Work to be completed
Whenever "send" appears in a line, please copy that line from the data.

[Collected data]
►

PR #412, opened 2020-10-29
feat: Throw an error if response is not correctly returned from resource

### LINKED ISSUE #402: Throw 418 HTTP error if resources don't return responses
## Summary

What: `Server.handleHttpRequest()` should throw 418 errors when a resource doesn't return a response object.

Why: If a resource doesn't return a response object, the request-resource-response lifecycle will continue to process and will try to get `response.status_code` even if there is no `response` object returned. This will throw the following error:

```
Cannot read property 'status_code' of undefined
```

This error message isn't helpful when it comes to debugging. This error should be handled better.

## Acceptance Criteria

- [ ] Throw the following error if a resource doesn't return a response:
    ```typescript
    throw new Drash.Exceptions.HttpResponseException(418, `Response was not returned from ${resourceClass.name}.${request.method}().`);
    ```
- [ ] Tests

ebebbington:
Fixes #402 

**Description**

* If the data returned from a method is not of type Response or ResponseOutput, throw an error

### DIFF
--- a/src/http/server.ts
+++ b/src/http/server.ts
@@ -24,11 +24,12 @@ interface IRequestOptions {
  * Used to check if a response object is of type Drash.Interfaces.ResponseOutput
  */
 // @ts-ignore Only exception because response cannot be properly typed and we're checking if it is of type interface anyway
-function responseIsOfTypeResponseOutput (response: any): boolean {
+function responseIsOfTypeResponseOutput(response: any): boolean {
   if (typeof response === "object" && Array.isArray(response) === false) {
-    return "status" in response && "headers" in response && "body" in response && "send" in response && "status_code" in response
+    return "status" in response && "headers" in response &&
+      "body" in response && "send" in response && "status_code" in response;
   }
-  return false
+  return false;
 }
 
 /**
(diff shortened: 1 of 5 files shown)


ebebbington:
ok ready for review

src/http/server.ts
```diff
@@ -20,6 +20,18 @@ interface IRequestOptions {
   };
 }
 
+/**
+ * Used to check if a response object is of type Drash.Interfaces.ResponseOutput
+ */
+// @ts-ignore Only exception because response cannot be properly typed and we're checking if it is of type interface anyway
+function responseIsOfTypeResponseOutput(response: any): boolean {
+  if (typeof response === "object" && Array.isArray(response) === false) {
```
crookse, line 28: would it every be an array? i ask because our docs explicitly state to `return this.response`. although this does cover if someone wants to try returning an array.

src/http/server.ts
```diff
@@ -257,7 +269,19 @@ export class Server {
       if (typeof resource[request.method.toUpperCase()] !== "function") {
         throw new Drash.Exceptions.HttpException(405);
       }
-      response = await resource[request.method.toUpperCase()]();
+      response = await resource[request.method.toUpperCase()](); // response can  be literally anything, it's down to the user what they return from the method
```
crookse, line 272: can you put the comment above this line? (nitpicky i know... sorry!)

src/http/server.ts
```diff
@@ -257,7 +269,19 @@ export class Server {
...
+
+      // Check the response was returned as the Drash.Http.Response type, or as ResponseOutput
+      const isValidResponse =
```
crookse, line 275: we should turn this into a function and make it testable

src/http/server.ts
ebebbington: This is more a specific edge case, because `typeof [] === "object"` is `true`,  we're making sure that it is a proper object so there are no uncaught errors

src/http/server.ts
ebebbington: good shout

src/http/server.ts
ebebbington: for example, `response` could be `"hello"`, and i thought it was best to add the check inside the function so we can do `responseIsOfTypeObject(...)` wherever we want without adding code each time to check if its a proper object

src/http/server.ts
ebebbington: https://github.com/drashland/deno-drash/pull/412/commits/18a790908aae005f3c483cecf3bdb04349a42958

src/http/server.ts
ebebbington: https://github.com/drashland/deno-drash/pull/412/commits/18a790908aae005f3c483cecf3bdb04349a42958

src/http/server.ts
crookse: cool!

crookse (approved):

◄
►

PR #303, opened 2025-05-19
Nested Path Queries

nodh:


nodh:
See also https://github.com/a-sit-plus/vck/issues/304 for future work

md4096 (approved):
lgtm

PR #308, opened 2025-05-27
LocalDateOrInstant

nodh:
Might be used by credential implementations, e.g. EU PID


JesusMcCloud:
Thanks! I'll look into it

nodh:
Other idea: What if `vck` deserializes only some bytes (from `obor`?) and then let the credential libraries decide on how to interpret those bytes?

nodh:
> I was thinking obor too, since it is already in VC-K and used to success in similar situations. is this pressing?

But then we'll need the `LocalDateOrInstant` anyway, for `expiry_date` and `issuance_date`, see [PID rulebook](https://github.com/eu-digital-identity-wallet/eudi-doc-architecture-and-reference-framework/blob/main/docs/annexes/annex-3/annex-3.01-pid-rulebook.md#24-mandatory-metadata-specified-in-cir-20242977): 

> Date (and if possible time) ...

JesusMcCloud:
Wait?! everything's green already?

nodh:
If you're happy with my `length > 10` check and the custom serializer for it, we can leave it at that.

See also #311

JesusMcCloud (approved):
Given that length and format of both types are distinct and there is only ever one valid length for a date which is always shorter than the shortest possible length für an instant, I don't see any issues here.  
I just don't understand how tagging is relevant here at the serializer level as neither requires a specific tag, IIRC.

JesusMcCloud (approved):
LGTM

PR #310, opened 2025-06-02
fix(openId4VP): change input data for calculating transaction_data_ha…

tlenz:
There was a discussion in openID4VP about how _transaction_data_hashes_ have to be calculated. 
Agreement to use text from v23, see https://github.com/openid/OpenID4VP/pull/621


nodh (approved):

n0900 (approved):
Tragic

◄

Finished task
-    return "status" in response && "headers" in response && "body" in response && "send" in response && "status_code" in response
+      "body" in response && "send" in response && "status_code" in response;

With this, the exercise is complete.